WHAT THE EXERCISE ASKS: The entries below contain a stretch that opens with the line containing "ran this gauntlet)." and closes with the line containing "0 | clean |"; set down that stretch exactly, both ends included, and nothing else.

══ MATERIAL FOR THE TASK

PR #1714, opened 2026-07-07
feat: @kolu/surface-map + the KOLU_PADI_HOST-gated multi-host canvas

srid:
`@kolu/surface-map` is a **keyed map of remote surfaces** — one entry surface, typed once, served N times, keyed at runtime — and this PR is **two honest halves at once**: it builds that framework *and* ships the product surface it unlocks. A browser tab now **live-switches which machine's terminals it views** — no reload — over a warm pool of per-host padi bindings, reaching a host's cells through `padiMap.entry("zest").cells.daemonStatus.use(…)`. Supersedes the closed #1708 (clean-room redesign; the ratified Atlas note `remote-surfaces.mdx` is the sole spec). First of three serial PRs — this one, then a drishti adoption (#90), then a mechanical odu rename (#40); both companions' pins are already bumped to this HEAD and green.

## The shape

`KOLU_PADI_HOST` stops being an all-or-nothing "the whole canvas becomes that box" knob and becomes a **comma-seed list** for a warm pool. `local` is always the implicit, **unremovable** default, so **env-unset is a 1-member map — pixel-identical to today's single-host canvas** (the multi-host UI is gated off and renders *nothing*). No dual code path: the map is *always* the wire shape; N=1 is the degenerate case.

## Half 1 — the framework (`@kolu/surface-map` + `@kolu/surface{,-remote}`)

- `defineSurfaceMap(keySchema, entry)` + the uniform fold envelope `{ mapKey, input }` on every proc; `entries` is the one membership authority (a `Collection<Key, EntryStatus>`), status a **projection**, never a second writer. A void-input member folds to **no input key** (schema declares none), so the fold is zod-version-independent — closing the drishti-fleet incident where zod ≥4.3.7's stricter missing-key check silently broke every void fold.
- Client `connectSurfaceMap`: `entry(key)` (pure lens, total, cached) + `useEntry(acc)` (Solid, owns swap disposal, re-keys on switch); existence is always a **value** (`state()`), never a nullable `entry()`. `Entry.rpc` is the per-key procedure client (folds `{mapKey}` into every call; absent-key → typed `MAP_KEY_UNKNOWN`).
- `@kolu/surface`: ref-counted base subscription **dedup** (N views of one `(proc, input)` → one upstream sub).
[...]

PR #1747, opened 2026-07-10
padi cleanup campaigns 2 & 3: the server re-cut and the client wire/state sweep

srid:
Two padi-cleanup campaigns land together on one branch, **all internal, UX byte-identical** (the track's no-pixel-delta invariant) — the e2e suite and the package seal are the net. Campaign 2 reshapes `packages/server/src` around its real volatility; campaign 3 sweeps the switch-era client wire and names its last hand-rolled state machine. Every commit is one coherent move; the opening L27 commit is strictly moves-only so rename detection reviews it on its own.

The ledger governing this work lives on the docs branch (`docs/atlas/src/content/atlas/padi-cleanup.mdx`) — its campaign 2 & 3 sections and the L-entries are the ratified scope. **L24 (padi-tui --host) is deliberately excluded** (a separate feature PR), and the ledger update rides the docs PR, not this one.

### Campaign 2 — the padi/server re-cut

`server/src` was ~20 flat files while the rest of the repo nests by concern. The **padi hosting arm co-varies on every remote/switch phase** yet sat flat beside the thin HTTP shell — that co-variation is the volatility a subdirectory should encapsulate.

| Commit | L-entry | What |
| --- | --- | --- |
| `refactor(server)` | **L27** | Home the arm (both binders + convergence + session + link + the pool satellites reServeEviction/supervisorClaim/daemonInventory) under `padi/`. Strictly moves-only — the sole edits are the mechanical import-path/allowlist consequences of the move. |
| `refactor(padi)` ×2 | **L17** | Split the UI-chrome vocabulary out of the ~960-line `vocab.ts` into a sibling `chromeVocab.ts` (same export surface, `surface.ts` re-exports both). Home `UPLOAD_VIDEO_EXTENSIONS` in `@kolu/padi` and derive kolu-common's `VIDEO_EXTENSIONS` from it — drift becomes unspellable, so the drift-guard test is deleted. |
| `test(server)` | **L13** | Close the seal's test-file flank. |

> **The L27 sketch named `hostPool`/`perHostKoluCells` — they don't exist as files.** The pool is `buildRemotePool` from `@kolu/surface-remote`, instantiated inline in `index.ts`. The cut follows the real tree (Explore-verified cross-imports), not the sketch, and honors the hickey guard: no `misc/`/`util/` bucket — the true leaves (`hostname`·`tls`·`state`·`log`·`memorySampler`·`pwaIdentity`) stay top-level.

**L13 decision — widen-and-walk, not narrow-exports.** The forward `@kolu/padi` boundary (arm b) walks only production reachable from `index.ts`, so a test could reach a deep `@kolu/padi/src/...` unnoticed. The flank subpaths tests actually use — `stateRoot` (padiBinding.test) and `transcript` (exportTranscriptHtml.test) — are *legitimately published* entry points other packages consume (the `tests` pkg uses stateRoot; the `client` uses transcript), so narrowing padi's exports would break real consumers. And production is *deliberately* kept off `stateRoot` (`supervisorClaim` routes through `/assembly` on purpose), so widening the production allowlist to include it would undo that boundary. So: keep production's door tight (arm b unchanged), give tests the full *published* set via a new **arm (f)** (derived from `package.json` exports, drift-proof), and assert `ALLOWED_PADI ⊆ published` — the allowlist and the exports map now agree on purpose.

### Campaign 3 — the client wire/state sweep

**L11 — the switch (#1714) landed clean.** The inventory (seeded by the #1714 diff, every `createSharedRoot` consumer, and a thorough marker sweep) found `wire.ts` and the two hostScope owners are the *finished* per-binding shape: no import-time module-const subscription, no global-vs-map fork, no dual path. The one genuine leftover was `padiRpcOf`'s doc calling its fixed-host caller "currently hypothetical" — stale, since `hostScope/createViewState` is exactly that caller. Fixed the doc.

> **Three `host-INDEPENDENT-today` readouts** (`padiLinkState`, `boundPadiConvergence`, `daemonScanBoundHost`) are blocked on a **server-side** per-host `padiLink`/convergence wire member `padiMap` doesn't yet serve. Finishing them is a *feature* (per-host padi-link serving) that would change what the Padi chip shows for remote hosts — not byte-identical, so explicitly out of this cleanup's scope. The authoritative tracking list stays the classification table in `padi/PadiInfoDialog.tsx`.

**L18 — name the last hand-rolled state machine.** `useSessionRestore` drove its transitions through raw `latch.state = "…"` writes scattered across the hydration effect — including one *out-of-band* write from `handleRestoreSession` (the exact smell L18 named). Now a `HydrationPhase` (`pending → decided → seeded`) with named transitions `markDecided()` / `markSeeded()` / `reseedForRestore()`; `markDecided` is idempotent so a stray call can never regress a seeded host. A new unit test pins the transition table; the existing restore/reload/empty test passes unchanged.

> **Two deliberate drifts from the ledger's L18 sketch, flagged for review:** (1) the ledger's `decided/viewSeeded` **boolean pair** was already gone — W7's per-host scope work had collapsed it into a 3-state enum; this PR finishes the *named-transitions* half. (2) I kept **3 states + live empty-vs-restore derivation** rather than the sketched 4-state (`decided-empty | decided-restore`): the outcome is re-read from `store.terminalIds()` at seed time, so baking it into the phase would only create a stale distinction to reconcile. And I kept it a **non-reactive record** (not a reactive signal) — the phase is a gate the effect reads, not a dependency that should re-arm it.

### L8 — hygiene (rides both campaigns)

Swept stale `pulam` references (the packages are deleted) in the files these campaigns touched, repointed the six inbound comment refs to the L27-moved files, and fixed the seal header's stale entry-point count. *The full 33-file pulam residue is deferred per the ledger's hygiene rule — it rides the last campaign's tail commit, not this PR.*

### Reviewer notes

- **Byte-identical UX throughout.** No user-visible change, so no changelog entry; website docs don't reference these file-level internals.
- The seal (`packages/server/src/seal.test.ts`) is campaign 2's own net — it stays green with the arm under `padi/` and gains arm (f).


srid:

✅ **Consensus** after 1 round(s) · lowy + hickey · base `a1d4a9cc2f61`

Independent findings: lowy=4, hickey=1

### Applied (1)
- `hickey-1` HydrationPhase transition table is enforced asymmetrically — the illegal pending→seeded skip stays representable — commit `42b200fa0`

### Agreed — no change (4)
- `lowy-1` Video-playback rationale is split from the list it governs (packages/common/src/preview.ts:63)
- `lowy-2` VIDEO_EXTENSIONS widened from literal tuple to readonly string[] (packages/common/src/preview.ts:75)
- `lowy-3` HostRestoreLatch write-side is verb-encapsulated but read-side exposes the raw phase enum (packages/client/src/terminal/useSessionRestore.ts:84)
- `lowy-4` vocab.ts (stable persistence axis) depends on chromeVocab.ts (more UI-volatile axis) (packages/padi/src/vocab.ts:34)

srid:
## Codex ⇄ Claude debate

✅ **Consensus** after 2 round(s) · codex reviewed at `xhigh` reasoning effort · base `a1d4a9cc2f61`

### Round 1

**codex** — approved: `false`

The branch is mostly a mechanical split/move plus the session-restore state refactor, and most references appear updated correctly. I found one real stale relative path introduced by moving the padi binding module; it breaks source-mode padi launch when the packaged wrapper is not supplied, which is a core dev/e2e path.

Findings:
- `F1` · blocking · open — After moving `padiBinding.ts` down into `packages/server/src/padi/`, the from-source padi entrypoint still uses `../../padi/src/bin.ts`. From the new file location that resolves to `packages/server/padi/src/bin.ts`, which does not exist, instead of `packages/padi/src/bin.ts`. When `KOLU_PADI_BIN` is unset, `resolvePadiLaunch()`/`ensurePadiBinding()` will try to spawn padi through this bad path and fail in local source/dev/e2e mode. (packages/server/src/padi/padiBinding.ts:210)


**claude** — Conceded F1: the L27 move added a directory level that the from-source padi entrypoint's relative hop never absorbed; fixed the path and pinned it with a test.

- `F1` **fixed** — Confirmed. L27 moved `padiBinding.ts` from `packages/server/src/` down into `packages/server/src/padi/`, but the from-source launch URL stayed `../../padi/src/bin.ts`. From the new location that resolves to `packages/server/padi/src/bin.ts` (nonexistent) instead of `packages/padi/src/bin.ts` — the code's own comment on the line above documents the intended target, so the URL and the comment disagreed. When `KOLU_PADI_BIN` is unset (dev/e2e/source mode) `resolvePadiLaunch` would hand `--import tsx <phantom>` to `process.execPath` and the spawn fails. Fixed `packages/server/src/padi/padiBinding.ts:210` — the hop is now `../../../padi/src/bin.ts` (three ups: `padi/` → `src/` → `server/` → `packages/`). Added a regression test `packages/server/src/padi/padiBinding.test.ts:718` ("from-source entrypoint … resolves to a REAL file") that unsets `KOLU_PADI_BIN`, calls `resolvePadiLaunch`, and asserts the resolved bin path ends with `packages/padi/src/bin.ts` AND `existsSync`es — so a future skew of this hop fails loudly rather than only at spawn time. `just check` (typecheck + biome) green; new test passes.

commit: `3f9f5cbd19ac322a6213d7bff631372d97b12c8b`


### Round 2

**codex** — approved: `true`

F1 is resolved. I rechecked the current tree, verified the source-mode URL now resolves from `packages/server/src/padi/padiBinding.ts` to the real `packages/padi/src/bin.ts`, and confirmed the added regression test asserts both the expected path suffix and `existsSync`. I did not reopen the rest of the diff per the convergence instructions.

Findings:
- `F1` · blocking · resolved — Previously, after moving `padiBinding.ts` into `packages/server/src/padi/`, the from-source padi entrypoint still used `../../padi/src/bin.ts`, resolving to nonexistent `packages/server/padi/src/bin.ts` and breaking dev/e2e/source-mode launch when `KOLU_PADI_BIN` was unset. The current code now uses `../../../padi/src/bin.ts`, which resolves to the real `packages/padi/src/bin.ts`. (packages/server/src/padi/padiBinding.ts:210)

_codex on the rebuttal:_ No dispute to answer. CLAUDE conceded F1 and fixed it; I verified the corrected path computation and the new regression coverage.

srid:

Scope: `git diff a1d4a9cc2...HEAD` (padi-cleanup campaigns 2&3). Elegance pass skipped (`--no-elegance` — `/simplify` already ran this gauntlet).

| Pass | Found | Outcome |
| --- | --- | --- |
| Rules | 1 | fixed |
| Fact-check | 0 | clean |

**Rules — the one hit.** `packages/server/src/padi/padiBinding.test.ts` (the F1 regression test the codex debate added): `binTs` is `string | undefined` from array indexing, and the test used `existsSync(binTs as string)` — an `as`-cast past the type system, which `no-untyped-escape-hatches` forbids for exactly this "narrowing-but-not-quite in tests" case. Replaced with the prescribed narrowing throw:

```ts
if (binTs === undefined) throw new Error("expected --import to be followed by a bin.ts path");
expect(binTs.endsWith("packages/padi/src/bin.ts")).toBe(true);
expect(existsSync(binTs)).toBe(true);
```

Committed `92fcd81e2`. `vitest` 24/24, `tsc` clean.

**Fact-check — clean.** No silent error-swallow, no inaccurate fallback, no wishful thinking. Spot-verified: the session-restore try/catch blocks are untouched (only naming changed); `preview.test.ts`'s removed 15 lines were the now-redundant drift-guard, not lost coverage; every `server/src/{…}` → `server/src/padi/{…}` move is 99–100% similar (pure motion) and the one substantive relative-path change (`padiBinding.ts` → `bin.ts`) resolves correctly and is now regression-guarded; `seal.test.ts`'s additions are additive boundary-enforcement (arm f).

srid:
## Evidence



▶ HD: https://juspay.github.io/video-evidence/evidence.html?repo=juspay/kolu&v=evidence-restore-hydrationphase.mp4

This records the e2e scenario **"Restore previous session from empty state"** (`packages/tests/features/session-restore.feature`): empty canvas → the restore card offers the saved session → clicking Restore re-spawns the terminals and seeds the view.

It exercises L18's `HydrationPhase` `pending → decided → seeded` machine — the decision runs on the empty boot, seeding runs when the restored terminals arrive — and confirms the named-transition refactor is byte-identical: the flow renders and behaves exactly as it did on master.

The other changes in this PR (L27 server padi/ re-cut, L17 chrome-vocab split + video-ext homing, L13 seal test arm, L11 doc fix) have no on-screen surface — pure internal refactors — so no visual artifact applies to them.

srid:

The **x86_64-linux** lane ran on **`kolu-ci-5`** (`idliv2-02`) — commit `92fcd81e2`, **passed** ✓

- **Lane wall** (pipeline): **3m36s**

| recipe | duration | |
|---|--:|:--|
| `ci::e2e` | 3m12s | ✓ |
| `ci::home-manager` | 2m26s | ✓ |
| `ci::unit` | 1m39s | ✓ |
| `ci::smoke` | 58s | ✓ |
| `ci::nix` | 56s | ✓ |
| `ci::pnpm-hash-fresh` | 44s | ✓ |
| `ci::biome` | 36s | ✓ |
| `ci::fmt` | 35s | ✓ |
| `_ci-setup` | 14s | ✓ |
| `ci::install` | 10s | ✓ |

### Pool status (8 boxes)

| box | location | state |
|---|---|---|

<sub>Posted by `ci/pu/report.sh`. Lane timings from `.ci/92fcd81/timings.jsonl`; pool state is a live `flock` probe.</sub>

════

SOLUTION:
Scope: `git diff a1d4a9cc2...HEAD` (padi-cleanup campaigns 2&3). Elegance pass skipped (`--no-elegance` — `/simplify` already ran this gauntlet).

| Pass | Found | Outcome |
| --- | --- | --- |
| Rules | 1 | fixed |
| Fact-check | 0 | clean |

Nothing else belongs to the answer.